Summary of this case from Libra Bank Ltd. v. Banco Nacional de Costa Rica, S.A.Opinion
November 14, 1961
Order, entered on July 3, 1961, insofar as it granted summary judgment in favor of the plaintiff, modified on the law to the extent of denying summary judgment, without costs, and the judgment entered pursuant to said order on July 7, 1961 is vacated. There are triable issues presented which should be determined by trial and not by affidavits. At the least, an issue is posed as to the illegality of the transaction as being in contravention of the exchange regulations of Cuba, and thus in violation of the Articles of Agreement of the International Monetary Fund (Bretton Woods Agreement Act, U.S. Code, tit. 26, § 286). Moreover, it cannot be concluded from the papers — as Special Term did — that the check was not payable in Cuban currency alone, but in dollars as well. Nor is there any factual basis for the assumption by Special Term that the peso and dollar were on a parity basis. If the check was payable in pesos only, then plaintiff would only be entitled to recover a sum in dollars equivalent to the rate of exchange of pesos prevailing at the date of the breach of contract. ( Hoppe v. Russo-Asiatic Bank, 235 N.Y. 37.) The record is barren of any averments as to the exchange value of the Cuban peso at the appropriate date. While it is not intended to limit the triable issues to the afore-mentioned ones, their presence in this case alone required the denial of plaintiff's motion for summary judgment.

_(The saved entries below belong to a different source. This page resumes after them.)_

PR #579, opened 2025-05-27
feat : E B s orthogonal for EMwave

zhikaip:
Waiting for 
#25193
#25205
in mathlib but otherwise I think this is what I wanted to show


PhysLean/Electromagnetism/Wave.lean
```diff
@@ -283,78 +288,286 @@ lemma electricPlaneWave_eq_cross_magneticPlaneWave_upto_space_fun
...
+  use Ecu 0
+  intro t x
+  rw [hcxE]
+  have hu : inner ℝ x s - c * (c⁻¹ * inner ℝ x s) = 0 := by
+    rw [← mul_assoc]
+    simp [hc_non_zero]
+  rw [← hu, ← hcuE (c⁻¹ * inner ℝ x s) x, hcxE]
+
+/-- `B - s ⨯ₑ₃ E` is constant for an EMwave. -/
+lemma magneticField_sub_s_cross_electricField_eq_const_of_EMwave
```
jstoobysmith: I would probably rename this:

`magneticField_sub_cross_electricField_eq_const_of_planeWave`

and similar with what follows. I've removed the `s`, as the choice in `s` is a choice in what you call a variable, also replaced `EMwave` with `planeWave` , as this is what these waves are called in e.g. `hEwave`.

PhysLean/Electromagnetism/Wave.lean
```diff
@@ -283,78 +288,286 @@ lemma electricPlaneWave_eq_cross_magneticPlaneWave_upto_space_fun
...
+  use Bcu 0
+  intro t x
+  rw [hcxB]
+  have hu : inner ℝ x s - c * (c⁻¹ * inner ℝ x s) = 0 := by
+    rw [← mul_assoc]
+    simp [hc_non_zero]
+  rw [← hu, ← hcuB (c⁻¹ * inner ℝ x s) x, hcxB]
+
+/-- Pending #25205. -/
+lemma Fin.forall_fin_three {p : Fin 3 → Prop} : (∀ i, p i) ↔ p 0 ∧ p 1 ∧ p 2 :=
```
jstoobysmith: If this is a specific lemma in `#25205`, one could replace it's name with 

```
_root_. Fin.forall_fin_three
```
then after we update to a mathlib containing #25205 this will fail to build - telling us that we should remove it :).

Same with other results in this PR from mathlib PRs. The `_root_.` resets any namespaces.

jstoobysmith (approved):
Approved: Many thanks :). This looks really great!

PR #582, opened 2025-05-28
chore(Relativity/PauliMatrices/SelfAdjoint): golf proofs

eric-wieser:


jstoobysmith (approved):
Approved - thanks :).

Concur — Breitel, Rabin and Valente, JJ.;
We concur with the result reached by the majority insofar as it finds the granting of summary judgment to the plaintiff to be improper, but we go further and maintain that judgment should have been granted to the defendant. In so doing we do not reach the question of whether the check was payable in pesos or in dollars. Assuming that it was payable, as plaintiff maintains, in dollars, it is clearly an exchange contract. The check was issued in return for a deposit with the defendant bank in Cuba of pesos. It naturally followed that, if it were payable in dollars, it represented a purchase of the equivalent amount of dollars for Cuban pesos. This is what an exchange contract is. By the Articles of Agreement of the International Monetary Fund ( U.S. Code, tit. 22, § 286), all such contracts are subject to the exchange control regulations of the government of the country in which the transaction was made, and enforcible in the territories of all member governments. By the exchange regulations of Cuba, the removal of the check from Cuba was a violation of its monetary regulations and, hence, the transaction, if sought to be enforced here, would be illegal. This would necessitate a holding that the only place where legal performance was possible would be in Havana. Presentation of the check to the defendant in Havana could not result in payment because of the expropriation of the defendant's funds in its Havana branch. As the check for that reason is only payable in Havana the Banking Law (§ 138, subd. 1) provides that where a local bank has a branch in a foreign country it is only liable for the performance of contracts to be performed at such branch, if a local bank of the foreign country would be so liable. By "laws" are included decrees and regulations of a dominant authority in the foreign country. The local bank in the foreign country would be excused from performance by the confiscation order of the Cuban government, which transferred the liability to the National Bank of Cuba. Plaintiff would be limited to seeking redress at that source and could not prevail against this defendant. Hence, summary judgment should have been ordered in its favor.